▸ What needs to be done
Print, from the listing below, the lines starting at the line containing "of a second" and ending at the line containing "The scheduler also", exactly as they stand, and print nothing else.

▸ Data for processing

PR #960, opened 2024-08-29
Check-in scheduler

unflxw:
Part of https://github.com/appsignal/integration-guide/issues/169.

### [Implement NDJSON support in the transmitter](https://github.com/appsignal/appsignal-elixir/commit/ad3220987cbc62adbd8bc19ad5d8f30b7b6314bd)

Modify the `transmit/3` method signature so that, if a payload is
provided, a format for that payload to be encoded with must be
provided alongside it.

Implement support for NDJSON as said format.

### [Fix test warnings](https://github.com/appsignal/appsignal-elixir/commit/abf869662cd60a85706b5e9c20884223703297bb)

Fix a warning on an unused alias and a missing assertion on the tests
for `Appsignal.Ecto.Repo`.

Fix a warning on an unused test helper on the `Appsignal.Absinthe`
tests.

### [Implement check-in scheduler](https://github.com/appsignal/appsignal-elixir/commit/003e97c88793e32447c0c13ebcd0d0043356f58c)

Implement a check-in event scheduler, which schedules check-in events
to be transmitted in a separate Elixir process, with a minimum wait
period of ten seconds between requests, and a wait period of a tenth
of a second before the first request, referred to as "debounce"
periods.

This is a relatively minor improvement for the existing cron
check-ins, but it is a requirement for the heartbeat check-ins, both
to avoid slowing down customers' applications with blocking requests,
and to avoid misuse of the feature from spamming our servers.

The scheduler also acts as a deduplicator, removing "similar enough"
check-in events -- again, not particularly interesting for cron
check-ins, but a requirement to minimise damage when heartbeat
check-ins are misused.

Use the previously implemented support for NDJSON payloads in the
transmitter in order to send all the check-ins in a single request.

Similar to the probes, an Elixir process is started by the AppSignal
application supervisor. When the process receives an event to be
transmitted, it stores it and schedules a message, which will trigger
the transmit, to be sent to itself at a later time.

When this Elixir process receives a shutdown signal, it attempts to
transmit all scheduled events before it shuts down.


tombruijn (approved):
My knowledge of the GenServer specifics is a bit fuzzy at the moment, but looks sane 👍

unflxw:
@tombruijn Thanks! Ping me if you want me to walk you through it. (same goes for anyone else)

PR #967, opened 2024-10-10
Add `reported_by` tag to error backend errors

unflxw:
Motivated by [this Intercom conversation](https://app.intercom.com/a/inbox/yzor8gyw/inbox/admin/5246522/conversation/16410700366093).

We get support tickets about incomplete error reporting, which we assume is due to the use of the error backend. Often customers do not know whether the error was raised from an uninstrumented context, or whether they're using a version of the integration where the error backend is enabled by default.

This should simplify the support workflow for it going forward, by giving us that information in the error sample itself. We can also ask customers to update to the latest version and see if the affected samples have this tag.

This follows the format that we use in [the Ruby integration][ruby].

[ruby]: https://github.com/appsignal/appsignal-ruby/blob/6201f5dbe662e22e682a8a324b7e996e979ef09f/lib/appsignal/integrations/puma.rb#L21

### DIFF
--- a/.changesets/add--reported_by--tag-to-errors-reported-by-the-legacy-error-backend.md
+++ b/.changesets/add--reported_by--tag-to-errors-reported-by-the-legacy-error-backend.md
@@ -1,0 +1,6 @@
+---
+bump: patch
+type: add
+---
+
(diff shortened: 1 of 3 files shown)


luismiramirez (approved):

unflxw:
This needs a changeset before merging.

PR #982, opened 2025-02-24
Update bundled certificates

luismiramirez:
**Update bundled certificates**
Updated to revision 2024-12-31 of the Mozilla CA certificate store, as published by curl.se: https://curl.se/ca/cacert-2024-12-31.pem

**Limit Hackney version to 1.21.0 max**
Due to an error on Hackney 1.22.0 when sending TLS requests, limit it to
the latest compatible version.


.changesets/limit-hackney-to-1-21-0.md
```diff
@@ -0,0 +1,6 @@
+---
+bump: patch
+type: fix
+---
+
+Hackney compatibility is limited up to 1.21.0.
```
unflxw, line 6: I believe it's more useful for users if the changelog describes the issue that is being fixed.

```suggestion
Fix an issue where the AppSignal agent fails to download during installation, by restricting the Hackney dependency to version 1.21.0 or lower.
```

unflxw (approved):

PR #983, opened 2025-02-26
Switch Hackney to Finch

### LINKED ISSUE #978: Consider allowing finch as an alternative to hackney
The only dependency in our one codebase depending on hackney is appsignal. Hackney currently has an open security issue: https://github.com/advisories/GHSA-vq52-99r9-h5pw

Would it be possible to allow Finch and make hackney an optional dependency as with the Swoosh and AWS packages?

### LINKED ISSUE #981: mix appsignal.install fails due SSL handshake error
## Describe the bug

When trying to run `mix appsignal.install` on a new project, it fails with the following error:

```bash
Validating Push API key:
09:04:06.354 [notice] TLS :client: In state :certify at ssl_handshake.erl:2186 generated CLIENT ALERT: Fatal - Handshake Failure
 - {:bad_cert,
 {:hostname_check_failed, {:requested, {185, 191, 3, 125}},
  {:received, [dNSName: ~c"push.appsignal.com"]}}}

Validating failed, reason:

  {:tls_alert, {:handshake_failure, ~c"TLS client: In state certify at ssl_handshake.erl:2186 generated CLIENT ALERT: Fatal - Handshake Failure\n {bad_cert,\n     {hostname_check_failed,\n         {requested,{185,191,3,125}},\n         {received,[{dNSName,\"push.appsignal.com\"}]}}}"}}

```

## To Reproduce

▸ Answer section
of a second before the first request, referred to as "debounce"
periods.

This is a relatively minor improvement for the existing cron
check-ins, but it is a requirement for the heartbeat check-ins, both
to avoid slowing down customers' applications with blocking requests,
and to avoid misuse of the feature from spamming our servers.

The scheduler also acts as a deduplicator, removing "similar enough"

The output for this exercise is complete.